### [Exercise directions]
Transcribe the records in full.

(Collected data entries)
======
PR #322, opened 2016-09-07
Adds a TargetServerEntity for improved command sequencing in YAML

grkvlt:
Circumstances often arise where a controlling server must start up, then some clients or slaves elsewhere that connect to it, finally some process on the main server should be executed that relies on the availability of the client machines. This cannot be done using only `pre.launch.command` and `post.launch.command` or setting latches, since all commands will execute before `service.isUp` is set. This enables another entity to be created, that will execute its own lifecycle and commands, but using the same location (i.e. machine) as some other entity.

### DIFF
--- a/software/base/src/main/java/org/apache/brooklyn/entity/software/base/TargetServerEntityImpl.java
+++ b/software/base/src/main/java/org/apache/brooklyn/entity/software/base/TargetServerEntityImpl.java
@@ -1,0 +1,38 @@
+/*
+ * Licensed to the Apache Software Foundation (ASF) under one
+ * or more contributor license agreements.  See the NOTICE file
+ * distributed with this work for additional information
+ * regarding copyright ownership.  The ASF licenses this file
+ * to you under the Apache License, Version 2.0 (the
+ * "License"); you may not use this file except in compliance
+ * with the License.  You may obtain a copy of the License at
+ *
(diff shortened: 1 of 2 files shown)


neykov:
@grkvlt Can you add tests covering the new functionality.
Do you think it would be more re-usable to create an `EntityLocation` which proxies to the location of another entity? It could be used by any `SoftwareProcess` entity then.

software/base/src/main/java/org/apache/brooklyn/entity/software/base/TargetServerEntityImpl.java
```diff
@@ -0,0 +1,38 @@
...
+import org.apache.brooklyn.core.entity.Entities;
+import org.apache.brooklyn.core.entity.EntityInternal;
+
+public class TargetServerEntityImpl extends VanillaSoftwareProcessImpl implements TargetServerEntity {
+
+    protected void preStart() {
+        Entity target = config().get(TARGET_ENTITY);
+        Entities.waitForServiceUp(target);
+        Collection<Location> locations = target.getLocations();
+        clearLocations();
```
neykov: Would be surprising to have locations defined on the entity. Could log a warning if there are any.

grkvlt:
This can actually be implemented by adding a child to an entity with a latch that prevents startup until some other entity is available, so closing

PR #323, opened 2016-09-07
Minor tweaks to utils and new TypeRegistry process

ahgittin:
I've been working on a new way of reading types from yaml -- PR coming in the next couple weeks -- but found these small improvements to the existing codebase which seemed appropriate and would be good to get in sooner.

### DIFF
--- a/core/src/main/java/org/apache/brooklyn/core/typereg/RegisteredTypes.java
+++ b/core/src/main/java/org/apache/brooklyn/core/typereg/RegisteredTypes.java
@@ -24,6 +24,7 @@ import java.util.Iterator;
 import java.util.Map;
 import java.util.Set;
 
+import javax.annotation.Nonnull;
 import javax.annotation.Nullable;
 
 import org.apache.brooklyn.api.catalog.CatalogItem;
@@ -45,6 +46,8 @@ import org.apache.brooklyn.util.guava.Maybe.Absent;
 import org.apache.brooklyn.util.text.NaturalOrderComparator;
 import org.apache.brooklyn.util.text.VersionComparator;
 import org.apache.brooklyn.util.yaml.Yamls;
+import org.slf4j.Logger;
+import org.slf4j.LoggerFactory;
 
 import com.google.common.annotations.Beta;
 import com.google.common.base.Function;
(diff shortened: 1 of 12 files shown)


ahgittin:
this is pretty simple - @neykov @grkvlt could one of you cast a quick eye over it?

core/src/main/java/org/apache/brooklyn/core/typereg/RegisteredTypes.java
```diff
@@ -151,7 +181,7 @@ public static RegisteredType addSuperType(RegisteredType type, @Nullable Registe
         return type;
     }
     @Beta
-    public static RegisteredType addSuperTypes(RegisteredType type, Iterable<Object> superTypesAsClassOrRegisteredType) {
+    public static RegisteredType addSuperTypes(RegisteredType type, Iterable<? extends Object> superTypesAsClassOrRegisteredType) {
```
aledsage: Just use `Iterable<?>` instead of `Iterable<? extends Object>`.

aledsage:
@ahgittin (cc @neykov) I haven't looked thoroughly enough at the `BrooklynTypeRegistry` and `RegisteredType` before, to give a proper review of this.

It would be useful for me (and other contributors I'm sure) to get an overview of the type registry, and of your new way of reading types (we don't need to wait until the PR to get an overview - in fact posting to the dev@brooklyn mailing list for such big changes would be good).

utils/common/src/main/java/org/apache/brooklyn/util/exceptions/Exceptions.java
```diff
@@ -461,4 +461,14 @@ public static String getMessageWithAppropriatePrefix(Throwable t) {
         return appendSeparator(getPrefixText(t), t.getMessage());
     }
 
+    /** Returns true if the root cause is a "boring" CNF, ie a straightforward declaration that the clazz is not found;
+     * this permits callers to include the cause only when it is interesting, ie caused by a dependent class not loadable.
+     */
+    public static boolean isRootBoringClassNotFound(Exception e, String clazz) {
+        Throwable root = Throwables.getRootCause(e);
+        if (!(root instanceof ClassNotFoundException)) return false;
```
neykov: Include `NoClassDefFoundError`?

neykov:
LGTM. Merging - can address changes in next PRs.

utils/common/src/main/java/org/apache/brooklyn/util/exceptions/Exceptions.java
ahgittin: possibly, at least if it has no useful message.  i think maybe sometimes that one can have an interesting message?  wait until we see it occurring without clutter.

ahgittin:
@aledsage yes, i'd like to talk about that.  nearly have something cool to show.

PR #327, opened 2016-09-13
Update geoip to latest version

neykov:
Removes the dependency on google-http-client, depending directly on apache-httpcomponents


sjcorbett:
Looks good.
======
### [Solution to this task]
PR #322, opened 2016-09-07
Adds a TargetServerEntity for improved command sequencing in YAML

grkvlt:
Circumstances often arise where a controlling server must start up, then some clients or slaves elsewhere that connect to it, finally some process on the main server should be executed that relies on the availability of the client machines. This cannot be done using only `pre.launch.command` and `post.launch.command` or setting latches, since all commands will execute before `service.isUp` is set. This enables another entity to be created, that will execute its own lifecycle and commands, but using the same location (i.e. machine) as some other entity.

### DIFF
--- a/software/base/src/main/java/org/apache/brooklyn/entity/software/base/TargetServerEntityImpl.java
+++ b/software/base/src/main/java/org/apache/brooklyn/entity/software/base/TargetServerEntityImpl.java
@@ -1,0 +1,38 @@
+/*
+ * Licensed to the Apache Software Foundation (ASF) under one
+ * or more contributor license agreements.  See the NOTICE file
+ * distributed with this work for additional information
+ * regarding copyright ownership.  The ASF licenses this file
+ * to you under the Apache License, Version 2.0 (the
+ * "License"); you may not use this file except in compliance
+ * with the License.  You may obtain a copy of the License at
+ *
(diff shortened: 1 of 2 files shown)


neykov:
@grkvlt Can you add tests covering the new functionality.
Do you think it would be more re-usable to create an `EntityLocation` which proxies to the location of another entity? It could be used by any `SoftwareProcess` entity then.

software/base/src/main/java/org/apache/brooklyn/entity/software/base/TargetServerEntityImpl.java
```diff
@@ -0,0 +1,38 @@
...
+import org.apache.brooklyn.core.entity.Entities;
+import org.apache.brooklyn.core.entity.EntityInternal;
+
+public class TargetServerEntityImpl extends VanillaSoftwareProcessImpl implements TargetServerEntity {
+
+    protected void preStart() {
+        Entity target = config().get(TARGET_ENTITY);
+        Entities.waitForServiceUp(target);
+        Collection<Location> locations = target.getLocations();
+        clearLocations();
```
neykov: Would be surprising to have locations defined on the entity. Could log a warning if there are any.

grkvlt:
This can actually be implemented by adding a child to an entity with a latch that prevents startup until some other entity is available, so closing

PR #323, opened 2016-09-07
Minor tweaks to utils and new TypeRegistry process

ahgittin:
I've been working on a new way of reading types from yaml -- PR coming in the next couple weeks -- but found these small improvements to the existing codebase which seemed appropriate and would be good to get in sooner.

### DIFF
--- a/core/src/main/java/org/apache/brooklyn/core/typereg/RegisteredTypes.java
+++ b/core/src/main/java/org/apache/brooklyn/core/typereg/RegisteredTypes.java
@@ -24,6 +24,7 @@ import java.util.Iterator;
 import java.util.Map;
 import java.util.Set;
 
+import javax.annotation.Nonnull;
 import javax.annotation.Nullable;
 
 import org.apache.brooklyn.api.catalog.CatalogItem;
@@ -45,6 +46,8 @@ import org.apache.brooklyn.util.guava.Maybe.Absent;
 import org.apache.brooklyn.util.text.NaturalOrderComparator;
 import org.apache.brooklyn.util.text.VersionComparator;
 import org.apache.brooklyn.util.yaml.Yamls;
+import org.slf4j.Logger;
+import org.slf4j.LoggerFactory;
 
 import com.google.common.annotations.Beta;
 import com.google.common.base.Function;
(diff shortened: 1 of 12 files shown)


ahgittin:
this is pretty simple - @neykov @grkvlt could one of you cast a quick eye over it?

core/src/main/java/org/apache/brooklyn/core/typereg/RegisteredTypes.java
```diff
@@ -151,7 +181,7 @@ public static RegisteredType addSuperType(RegisteredType type, @Nullable Registe
         return type;
     }
     @Beta
-    public static RegisteredType addSuperTypes(RegisteredType type, Iterable<Object> superTypesAsClassOrRegisteredType) {
+    public static RegisteredType addSuperTypes(RegisteredType type, Iterable<? extends Object> superTypesAsClassOrRegisteredType) {
```
aledsage: Just use `Iterable<?>` instead of `Iterable<? extends Object>`.

aledsage:
@ahgittin (cc @neykov) I haven't looked thoroughly enough at the `BrooklynTypeRegistry` and `RegisteredType` before, to give a proper review of this.

It would be useful for me (and other contributors I'm sure) to get an overview of the type registry, and of your new way of reading types (we don't need to wait until the PR to get an overview - in fact posting to the dev@brooklyn mailing list for such big changes would be good).

utils/common/src/main/java/org/apache/brooklyn/util/exceptions/Exceptions.java
```diff
@@ -461,4 +461,14 @@ public static String getMessageWithAppropriatePrefix(Throwable t) {
         return appendSeparator(getPrefixText(t), t.getMessage());
     }
 
+    /** Returns true if the root cause is a "boring" CNF, ie a straightforward declaration that the clazz is not found;
+     * this permits callers to include the cause only when it is interesting, ie caused by a dependent class not loadable.
+     */
+    public static boolean isRootBoringClassNotFound(Exception e, String clazz) {
+        Throwable root = Throwables.getRootCause(e);
+        if (!(root instanceof ClassNotFoundException)) return false;
```
neykov: Include `NoClassDefFoundError`?

neykov:
LGTM. Merging - can address changes in next PRs.

utils/common/src/main/java/org/apache/brooklyn/util/exceptions/Exceptions.java
ahgittin: possibly, at least if it has no useful message.  i think maybe sometimes that one can have an interesting message?  wait until we see it occurring without clutter.

ahgittin:
@aledsage yes, i'd like to talk about that.  nearly have something cool to show.

PR #327, opened 2016-09-13
Update geoip to latest version

neykov:
Removes the dependency on google-http-client, depending directly on apache-httpcomponents


sjcorbett:
Looks good.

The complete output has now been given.